Work to complete: Copy, without any change, the lines from the one that holds "Checkpoints and Samplers" through the final line of the material below.

Entries supplied:
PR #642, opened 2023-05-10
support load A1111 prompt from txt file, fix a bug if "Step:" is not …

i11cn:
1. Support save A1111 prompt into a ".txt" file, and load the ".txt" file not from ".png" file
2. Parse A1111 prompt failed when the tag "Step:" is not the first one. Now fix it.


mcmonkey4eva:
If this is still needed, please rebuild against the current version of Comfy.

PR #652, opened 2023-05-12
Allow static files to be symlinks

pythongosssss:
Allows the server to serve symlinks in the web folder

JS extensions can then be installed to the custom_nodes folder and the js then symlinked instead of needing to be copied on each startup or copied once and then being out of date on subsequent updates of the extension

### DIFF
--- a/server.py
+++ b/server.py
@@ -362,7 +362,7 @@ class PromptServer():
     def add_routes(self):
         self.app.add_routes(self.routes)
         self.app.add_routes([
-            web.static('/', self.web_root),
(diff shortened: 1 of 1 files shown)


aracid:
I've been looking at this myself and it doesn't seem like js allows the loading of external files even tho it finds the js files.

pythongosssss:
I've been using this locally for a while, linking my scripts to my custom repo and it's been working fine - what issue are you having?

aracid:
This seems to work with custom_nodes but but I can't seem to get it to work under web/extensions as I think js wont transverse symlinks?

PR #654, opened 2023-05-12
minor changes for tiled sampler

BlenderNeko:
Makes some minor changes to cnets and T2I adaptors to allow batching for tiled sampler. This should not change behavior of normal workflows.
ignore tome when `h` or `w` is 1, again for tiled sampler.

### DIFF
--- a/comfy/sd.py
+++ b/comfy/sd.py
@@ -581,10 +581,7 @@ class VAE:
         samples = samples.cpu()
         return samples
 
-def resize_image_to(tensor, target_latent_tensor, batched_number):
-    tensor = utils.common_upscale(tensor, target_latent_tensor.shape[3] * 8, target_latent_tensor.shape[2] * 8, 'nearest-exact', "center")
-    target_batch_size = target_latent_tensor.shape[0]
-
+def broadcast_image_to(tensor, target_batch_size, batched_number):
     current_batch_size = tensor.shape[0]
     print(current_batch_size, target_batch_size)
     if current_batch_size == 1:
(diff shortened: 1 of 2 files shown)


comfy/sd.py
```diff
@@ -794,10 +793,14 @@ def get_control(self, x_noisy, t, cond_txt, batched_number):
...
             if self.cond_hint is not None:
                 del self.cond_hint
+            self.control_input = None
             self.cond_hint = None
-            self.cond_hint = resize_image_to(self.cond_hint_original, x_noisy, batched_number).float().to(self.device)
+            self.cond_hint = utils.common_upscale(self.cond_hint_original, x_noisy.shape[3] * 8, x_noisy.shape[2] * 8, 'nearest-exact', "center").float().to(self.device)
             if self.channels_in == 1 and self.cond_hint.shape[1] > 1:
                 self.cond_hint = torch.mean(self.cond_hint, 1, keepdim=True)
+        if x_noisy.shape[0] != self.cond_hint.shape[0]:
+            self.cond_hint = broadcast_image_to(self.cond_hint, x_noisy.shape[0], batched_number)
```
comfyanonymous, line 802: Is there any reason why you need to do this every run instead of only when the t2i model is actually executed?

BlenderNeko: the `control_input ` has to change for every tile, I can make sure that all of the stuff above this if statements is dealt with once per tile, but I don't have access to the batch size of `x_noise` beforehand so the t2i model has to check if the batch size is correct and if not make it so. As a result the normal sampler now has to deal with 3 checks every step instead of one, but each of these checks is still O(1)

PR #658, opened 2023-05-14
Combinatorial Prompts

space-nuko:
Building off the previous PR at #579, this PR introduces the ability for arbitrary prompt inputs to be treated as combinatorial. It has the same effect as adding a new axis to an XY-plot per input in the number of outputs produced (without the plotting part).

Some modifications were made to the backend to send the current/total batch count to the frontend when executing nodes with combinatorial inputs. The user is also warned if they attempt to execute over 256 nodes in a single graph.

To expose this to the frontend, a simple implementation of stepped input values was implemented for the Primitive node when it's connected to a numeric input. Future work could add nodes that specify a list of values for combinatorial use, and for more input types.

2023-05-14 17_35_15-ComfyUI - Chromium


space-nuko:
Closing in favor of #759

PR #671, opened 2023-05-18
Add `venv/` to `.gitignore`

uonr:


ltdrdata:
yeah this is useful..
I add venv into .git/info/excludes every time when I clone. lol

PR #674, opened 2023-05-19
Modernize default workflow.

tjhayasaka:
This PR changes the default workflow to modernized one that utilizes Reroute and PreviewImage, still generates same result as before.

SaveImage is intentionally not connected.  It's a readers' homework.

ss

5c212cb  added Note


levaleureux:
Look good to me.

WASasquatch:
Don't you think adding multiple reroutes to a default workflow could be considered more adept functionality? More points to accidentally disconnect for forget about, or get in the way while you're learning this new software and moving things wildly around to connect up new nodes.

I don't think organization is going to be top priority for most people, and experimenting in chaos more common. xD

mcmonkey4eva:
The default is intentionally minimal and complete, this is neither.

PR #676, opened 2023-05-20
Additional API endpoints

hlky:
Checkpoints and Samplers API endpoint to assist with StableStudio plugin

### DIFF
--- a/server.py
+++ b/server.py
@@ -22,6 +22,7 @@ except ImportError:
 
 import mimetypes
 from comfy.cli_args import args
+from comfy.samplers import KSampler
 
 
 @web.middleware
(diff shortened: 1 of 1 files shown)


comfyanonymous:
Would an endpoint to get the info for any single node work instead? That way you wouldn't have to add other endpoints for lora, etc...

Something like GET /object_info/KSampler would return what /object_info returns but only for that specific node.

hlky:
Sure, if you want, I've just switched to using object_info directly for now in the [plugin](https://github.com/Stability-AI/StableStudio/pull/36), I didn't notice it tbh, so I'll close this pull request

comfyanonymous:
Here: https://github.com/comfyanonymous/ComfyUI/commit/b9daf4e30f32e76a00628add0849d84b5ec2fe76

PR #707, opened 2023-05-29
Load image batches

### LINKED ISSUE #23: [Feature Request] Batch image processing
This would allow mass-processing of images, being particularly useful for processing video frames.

Result of this exercise:
Checkpoints and Samplers API endpoint to assist with StableStudio plugin

### DIFF
--- a/server.py
+++ b/server.py
@@ -22,6 +22,7 @@ except ImportError:
 
 import mimetypes
 from comfy.cli_args import args
+from comfy.samplers import KSampler
 
 
 @web.middleware
(diff shortened: 1 of 1 files shown)


comfyanonymous:
Would an endpoint to get the info for any single node work instead? That way you wouldn't have to add other endpoints for lora, etc...

Something like GET /object_info/KSampler would return what /object_info returns but only for that specific node.

hlky:
Sure, if you want, I've just switched to using object_info directly for now in the [plugin](https://github.com/Stability-AI/StableStudio/pull/36), I didn't notice it tbh, so I'll close this pull request

comfyanonymous:
Here: https://github.com/comfyanonymous/ComfyUI/commit/b9daf4e30f32e76a00628add0849d84b5ec2fe76

PR #707, opened 2023-05-29
Load image batches

### LINKED ISSUE #23: [Feature Request] Batch image processing
This would allow mass-processing of images, being particularly useful for processing video frames.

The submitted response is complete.